Data:

PR #3234, opened 2026-08-30
fix(audio): show the muted icon when volume reaches 0%

### LINKED ISSUE #3050: UX: Show muted audio icon when volume reaches 0%
Currently, when the system volume is lowered to 0% using keyboard media keys, mouse wheel scrolling on the volume control, or by dragging the volume slider in Settings, the audio icon continues to show the normal speaker icon with 0%.

https://github.com/user-attachments/assets/c55c73a8-2598-468d-9d63-32d21131b1d2

Image

Image

Mario-Mohar:
## Description

At zero volume `AudioService.volumeIconName()` returned `volume_mute` — the speaker glyph *without* sound waves. At bar size that reads as the ordinary speaker, which is why lowering the volume to 0% looks like nothing happened (the screenshots in #3050 show exactly this glyph). Zero is now treated like muted and returns `volume_off`, the crossed-out speaker.

Two other places never used the service helper at all:

- `Modules/OSD/VolumeOSD.qml` looked only at `audio.muted`, so the OSD showed `volume_up` while the level read 0 — that is the case in the issue's video. Both the horizontal and the vertical layout now go through the service.
- `Modules/Greetd/GreeterContent.qml` carried a third copy of the same branching, including a dimming condition that already treated "muted or zero" as one state.

To express that shared question once, the service gains `isSilent(node)` and a `sinkSilent` property; the icon helper is written in terms of it. The zero comparison is `<= 0` rather than `=== 0` so a slider drag that lands just under zero cannot slip through. `volume_mute` is no longer referenced anywhere in the tree.

## Type of change

- [ ] Documentation
- [ ] Other

## Related issues

Fixes #3050

## Screenshots / video

Bar, same session, before and after setting the sink to 0% (`dms ipc call audio setvolume 0`). At 100% the speaker keeps its waves; at 0% it is crossed out.

Volume 100%:

volume at 100 percent

Volume 0%:

volume at 0 percent

## Checklist

- [x] New user-facing strings are wrapped in `I18n.tr()` with translator context, reusing existing terms where possible — no new strings in this PR
- [x] Go changes: none in this PR
- [ ] I have opened a corresponding pull request in dlx-docs — not applicable: this corrects an icon, it documents no new behavior

### How this was verified

Ran the built `dms` against this working tree inside a nested Hyprland session on its own `XDG_CONFIG_HOME`/`XDG_STATE_HOME`/`XDG_DATA_HOME`, drove the volume through `dms ipc call audio setvolume`, and compared the bar before and after.

`make lint-qml` needs the Quickshell tooling VFS (`.qmlls.ini`), which this machine does not generate outside a full DMS install, so the three touched files were checked with Qt 6 `qmllint` directly — no errors beyond the pre-existing unresolved-import warnings that every file in the tree produces without the VFS.

### DIFF
--- a/quickshell/Modules/Greetd/GreeterContent.qml
+++ b/quickshell/Modules/Greetd/GreeterContent.qml
@@ -1579,17 +1579,15 @@ Item {
                         if (!AudioService.sink?.audio) {
                             return "volume_up";
                         }
-                        if (AudioService.sink.audio.muted)
+                        if (AudioService.isSilent(AudioService.sink))
                             return "volume_off";
-                        if (AudioService.sink.audio.volume === 0)
-                            return "volume_mute";
                         if (AudioService.sink.audio.volume * 100 < 33) {
                             return "volume_down";
                         }
                         return "volume_up";
                     }
                     size: Theme.iconSize - 2
-                    color: (AudioService.sink && AudioService.sink.audio && (AudioService.sink.audio.muted || AudioService.sink.audio.volume === 0)) ? Qt.rgba(255, 255, 255, 0.5) : "white"
+                    color: AudioService.sinkSilent ? Qt.rgba(255, 255, 255, 0.5) : "white"
                     anchors.verticalCenter: parent.verticalCenter
                     visible: AudioService.sink && AudioService.sink.audio
                 }
--- a/quickshell/Modules/OSD/VolumeOSD.qml
+++ b/quickshell/Modules/OSD/VolumeOSD.qml
@@ -65,7 +65,7 @@ DankOSD {
 
             OsdLevelRow {
                 anchors.fill: parent
-                iconName: AudioService.sink?.audio?.muted ? "volume_off" : "volume_up"
+                iconName: AudioService.sinkSilent ? "volume_off" : "volume_up"
                 iconInteractive: true
                 value: root._displayVolume
                 minimum: 0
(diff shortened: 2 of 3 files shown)


bbedward:
I sort of get the complaint although I'm not sure I agree with this approach exactly. Because "muted" and "volume 0" are two separate states and this would make them appears to be the same. 

Think originally we had the icons set this way then changed it to the current behavior because of that.

See if 5c552f97e4553947b17534ffbe091dc9ef958efe is a sufficient alternative, adding a new inactive icon color to distinguish the state

Mario-Mohar:
Fair point, and looking at master you've already covered the actual complaint in 5c552f97.

The bug I was after was `VolumeOSD` hardcoding `muted ? "volume_off" : "volume_up"`, so at 0% unmuted the OSD showed a volume_up icon next to a slider sitting at zero. Both call sites (`VolumeOSD.qml:68` and `:111`) now go through `sinkVolumeIconName`, so that's fixed — and keeping `volume_mute` distinct plus the new `widgetInactiveIconColor` is the better call than collapsing the two states the way I did. Agreed on that; you're right that they're separate states.

The `isSilent`/`sinkSilent` extraction landed with your commit too, so there's nothing left in this branch except the icon collapse you don't want — which is also what it now conflicts on.

Closing this one — it's fully covered by 5c552f97.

Problem to solve:
Output each line of the entries exactly, so that nothing is lost.

Task answer:
PR #3234, opened 2026-08-30
fix(audio): show the muted icon when volume reaches 0%

### LINKED ISSUE #3050: UX: Show muted audio icon when volume reaches 0%
Currently, when the system volume is lowered to 0% using keyboard media keys, mouse wheel scrolling on the volume control, or by dragging the volume slider in Settings, the audio icon continues to show the normal speaker icon with 0%.

https://github.com/user-attachments/assets/c55c73a8-2598-468d-9d63-32d21131b1d2

Image

Image

Mario-Mohar:
## Description

At zero volume `AudioService.volumeIconName()` returned `volume_mute` — the speaker glyph *without* sound waves. At bar size that reads as the ordinary speaker, which is why lowering the volume to 0% looks like nothing happened (the screenshots in #3050 show exactly this glyph). Zero is now treated like muted and returns `volume_off`, the crossed-out speaker.

Two other places never used the service helper at all:

- `Modules/OSD/VolumeOSD.qml` looked only at `audio.muted`, so the OSD showed `volume_up` while the level read 0 — that is the case in the issue's video. Both the horizontal and the vertical layout now go through the service.
- `Modules/Greetd/GreeterContent.qml` carried a third copy of the same branching, including a dimming condition that already treated "muted or zero" as one state.

To express that shared question once, the service gains `isSilent(node)` and a `sinkSilent` property; the icon helper is written in terms of it. The zero comparison is `<= 0` rather than `=== 0` so a slider drag that lands just under zero cannot slip through. `volume_mute` is no longer referenced anywhere in the tree.

## Type of change

- [ ] Documentation
- [ ] Other

## Related issues

Fixes #3050

## Screenshots / video

Bar, same session, before and after setting the sink to 0% (`dms ipc call audio setvolume 0`). At 100% the speaker keeps its waves; at 0% it is crossed out.

Volume 100%:

volume at 100 percent

Volume 0%:

volume at 0 percent

## Checklist

- [x] New user-facing strings are wrapped in `I18n.tr()` with translator context, reusing existing terms where possible — no new strings in this PR
- [x] Go changes: none in this PR
- [ ] I have opened a corresponding pull request in dlx-docs — not applicable: this corrects an icon, it documents no new behavior

### How this was verified

Ran the built `dms` against this working tree inside a nested Hyprland session on its own `XDG_CONFIG_HOME`/`XDG_STATE_HOME`/`XDG_DATA_HOME`, drove the volume through `dms ipc call audio setvolume`, and compared the bar before and after.

`make lint-qml` needs the Quickshell tooling VFS (`.qmlls.ini`), which this machine does not generate outside a full DMS install, so the three touched files were checked with Qt 6 `qmllint` directly — no errors beyond the pre-existing unresolved-import warnings that every file in the tree produces without the VFS.

### DIFF
--- a/quickshell/Modules/Greetd/GreeterContent.qml
+++ b/quickshell/Modules/Greetd/GreeterContent.qml
@@ -1579,17 +1579,15 @@ Item {
                         if (!AudioService.sink?.audio) {
                             return "volume_up";
                         }
-                        if (AudioService.sink.audio.muted)
+                        if (AudioService.isSilent(AudioService.sink))
                             return "volume_off";
-                        if (AudioService.sink.audio.volume === 0)
-                            return "volume_mute";
                         if (AudioService.sink.audio.volume * 100 < 33) {
                             return "volume_down";
                         }
                         return "volume_up";
                     }
                     size: Theme.iconSize - 2
-                    color: (AudioService.sink && AudioService.sink.audio && (AudioService.sink.audio.muted || AudioService.sink.audio.volume === 0)) ? Qt.rgba(255, 255, 255, 0.5) : "white"
+                    color: AudioService.sinkSilent ? Qt.rgba(255, 255, 255, 0.5) : "white"
                     anchors.verticalCenter: parent.verticalCenter
                     visible: AudioService.sink && AudioService.sink.audio
                 }
--- a/quickshell/Modules/OSD/VolumeOSD.qml
+++ b/quickshell/Modules/OSD/VolumeOSD.qml
@@ -65,7 +65,7 @@ DankOSD {
 
             OsdLevelRow {
                 anchors.fill: parent
-                iconName: AudioService.sink?.audio?.muted ? "volume_off" : "volume_up"
+                iconName: AudioService.sinkSilent ? "volume_off" : "volume_up"
                 iconInteractive: true
                 value: root._displayVolume
                 minimum: 0
(diff shortened: 2 of 3 files shown)


bbedward:
I sort of get the complaint although I'm not sure I agree with this approach exactly. Because "muted" and "volume 0" are two separate states and this would make them appears to be the same. 

Think originally we had the icons set this way then changed it to the current behavior because of that.

See if 5c552f97e4553947b17534ffbe091dc9ef958efe is a sufficient alternative, adding a new inactive icon color to distinguish the state

Mario-Mohar:
Fair point, and looking at master you've already covered the actual complaint in 5c552f97.

The bug I was after was `VolumeOSD` hardcoding `muted ? "volume_off" : "volume_up"`, so at 0% unmuted the OSD showed a volume_up icon next to a slider sitting at zero. Both call sites (`VolumeOSD.qml:68` and `:111`) now go through `sinkVolumeIconName`, so that's fixed — and keeping `volume_mute` distinct plus the new `widgetInactiveIconColor` is the better call than collapsing the two states the way I did. Agreed on that; you're right that they're separate states.

The `isSilent`/`sinkSilent` extraction landed with your commit too, so there's nothing left in this branch except the icon collapse you don't want — which is also what it now conflicts on.

Closing this one — it's fully covered by 5c552f97.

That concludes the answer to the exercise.